Depois de temperar as carnes, é hora de enrolar a porchetta. Você precisa prestar atenção em alguns detalhes:

1) Não pode sobrar couro para dentro do rolo; o pacote pode até não fechar completamente (eu até prefiro assim), mas o couro protegido do calor direto fica com textura, bem, de couro;

2) Os filés do recheio devem ter o mesmo comprimento do rolo (ou um pouquinho mais);

3) Você vai precisar fechar o rolo, amarrando-o com barbante em diversos pontos. Execute esse trabalho com as mãos protegidas por luvas de borracha – ou, como eu, terá os dedos mínimos lacerados pelo cordão.

Antes de ir ao forno, o bichão deve ter mais ou menos a aparência da foto acima (eu pedi para os bróders do açougue da minha rua embalarem a porchetta a vácuo). 

Por último, um truquinho que eu aprendi numa receita de torresmo de um livro de culinária mineira: besuntar a pele com uma mistura de álcool e bicarbonato de sódio faz a pururuca surgir como mágica.
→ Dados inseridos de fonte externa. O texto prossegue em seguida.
PR #397, opened 2016-11-15
Simplify base UC damage for forms

alexjurkiewicz:
Blade hands, statue form and dragon form all had base unarmed damage
that scaled with strength (and dexterity, for blade hands). Remove this
scaling and replace it with flat damage.

Naive damage comparison, using the average stats of winning transmuters
at various XLs:
* XL10 (17str, 20dex)
* XL15 (22str, 24dex)
* XL20 (25str, 25dex)
* XL27 (28str, 28dex)

Blade Hands (10% more at XL10, 20% less at XL27):
* XL10: Old: 20, New: 22
* XL15: Old: 23, New: 22
* XL20: Old: 25, New: 22
* XL27: Old: 27, New: 22

Statue Form (same at XL10, 20% less at XL27):
* XL10: Old: 12, New: 12
* XL15: Old: 13, New: 12
* XL20: Old: 14, New: 12
* XL27: Old: 15, New: 12

Dragon Form (40% more at XL10, same at XL27):
* XL10: Old: 23, New: 32
* XL15: Old: 27, New: 32
* XL20: Old: 29, New: 32
* XL27: Old: 31, New: 32

### DIFF
--- a/crawl-ref/source/dat/descript/spells.txt
+++ b/crawl-ref/source/dat/descript/spells.txt
@@ -128,7 +128,7 @@ deplete magical power.
 Blade Hands spell
 
 Causes long, scythe-shaped blades to grow from the caster's hands, increasing
-melee damage to a degree depending on strength and dexterity.
+melee damage significantly.
 
 While transformed, any equipped weapons are melded. The caster also becomes
 unable to evoke wands, and casting spells becomes somewhat more difficult.
@@ -495,8 +495,8 @@ Dragon Form spell
     desc = desc .. "."
 
     return desc
-}} The caster's melee damage will be substantially increased to a degree
-depending on strength, and they become much more robust but less evasive.
+}} The caster will find this form offers incredible melee damage and greatly
+increased robustness (though reduced evasiveness).
 
 While transformed, any equipped weapons and armour are melded.
 %%%%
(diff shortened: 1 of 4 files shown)


isloat:
Why is it beneficial to have flat damage over scaling damage?

alexjurkiewicz:
I think there's a benefit to having forms have consistent base damage calculations. Either all should use str/dev damage scaling or none should. Since other weapons (eg all other forms, uc, and all weapons) have flat base damage, it seemed least surprising to give all forms a flat base damage too.

isloat:
I don't play Transmuters much. I assume stats still would have a bonus effect on the damage done?

alexjurkiewicz:
Yes, all melee weapons have their base damage multiplied by strength,
including UC. It's just stats modify some form UC base dmg too.

isloat:
Sounds good then! Will wait on other devs seconding/thirding this before I push, as it's a somewhat significant change.

frozenca:
It seems really huge nerf to Chei + Statue Form.

MarvinPA:
Flat base damage for forms seems reasonable to me (or also good is damage scaling with spellpower, as with Hydra Form) - removing Blade Hands scaling with dexterity is particularly good, since now that strength/dex weighting has been removed it's the only type of 

Implementation-wise, this should just change the base_unarmed_damage entries in form-data.h and remove the overrides in transform.cc (and should also update the descriptions in spells.txt and status.txt, although to be fair I think the original PR predates those being added).

alexjurkiewicz:
Updated as per @MarvinPA.

I tried to keep the numbers somewhat similar to their current range so there won't be much difference for the average player. However if changes were desired I think:
* Dragon form should really do more damage than a max skilled troll (eg 36)
* Blade hands could do less damage in exchange for a level of robust

PR #399, opened 2016-11-18
Improve Xom form spell casting

alexjurkiewicz:
Firstly, remove Xom's ability to cast spells at 0 tension. The spell
list was summon butterflies + forms, none of which were very interesting
(or fun) to cast without tension.

Secondly, change Xom to also grant the player bonus skill in unarmed
combat when transforming them into a pure UC form (so all forms except
beastly appendage, statue and lichform). The bonus is equal to player's
XL.


MarvinPA:
I'm not a big fan of Xom granting UC skill - feels like it'd maybe be better just to have those forms be a bunch rarer.

alexjurkiewicz:
I feel like Xom's action list is getting smaller these days though :(

alexjurkiewicz:
Closing this, I don't think there was much support. I think without a change like this Xom shouldn't transform the player into pure UC forms, since 90% of players will just run away.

Agora, como diria Odorico Paraguaçu, vamos aos finalmentes.

PORCHETTA


Ingredientes


1 manta de barriga de porco com pele (um quadrado com 50 cm de lado)
2 peças inteiras de lombinho (filé mignon) suíno
2 colheres (sopa) de banha
1 colher (sopa) e 1 colher (chá) de sal
7 dentes de alho descascados
1 punhado de folhas de sálvia fresca

1 punhado de folhas de alecrim fresco
1 punhado de folhas de orégano fresco
1 punhado de folhas de manjerona fresca

2 folhas de louro fresco ou seco

1 colher (sopa) de pimenta-do-reino em grãos

3 bagas de zimbro

1 xícara de vinho branco

2 quilos de batata-bolinha

3 cebolas grandes

50 ml de álcool

1 colher (sopa) de óleo

1 colher (sopa) de bicarbonato de sódio

Modo de fazer

  1. Num processador de alimentos, bata a banha as ervas, a pimenta, o zimbro, 1 colher (sopa) de sal e 5 dentes de alho, até obter uma pasta lisa.
  2. Abra a manta de barriga sobre a superfície de trabalho, com a pele para baixo. Espalhe metade do tempero sobre a carne. Coloque os lombinho, de atravessado, no centro da peça. Despeje o tempero restante.
  3. Enrole a barriga e a amarre com barbante em pelo menos 5 pontos. Guarde na geladeira, se possível, até o dia seguinte.
  4. Bata no processador o vinho com o sal e o alho restantes. Num saco plástico grande, deixe a porchetta em banho nessa marinada por pelo menos duas horas.
  5. Ajuste o forno na temperatura mínima (90 ºC). Coloque a porchetta e a marinada no forno. Acomode a carne em uma grelha sobre uma assadeira grande e funda. Deixe-a no forno por 3 a 5 horas – a intenção aqui não é assar, é derreter gordura e evaporar umidade.
  6. Guarde a porchetta na geladeira, descoberta, até o dia seguinte.
  7. Cubra o fundo da assadeira com rodelas de cebola Por cima delas, distribua as batatinhas, a grade e o porco. Asse a 150 ºC por três horas.
  8. Retire a assadeira do forno e reserve a carne. Misture as batatas com a cebola e a gordura derretida e devolva a assadeira ao forno. Ajuste o fogo na temperatura máxima (260 ºC).
  9. Depois de meia hora, besunte o couro do porco com a mistura de alcool, óleo e bicarbonato. Leve ao forno novamente por mais 30 minutos, ou até a pele virar pururuca.
  10. Retire do forno, deixe esfriar por 15 minutos, remova os barbantes e sirva em fatias com as batatas.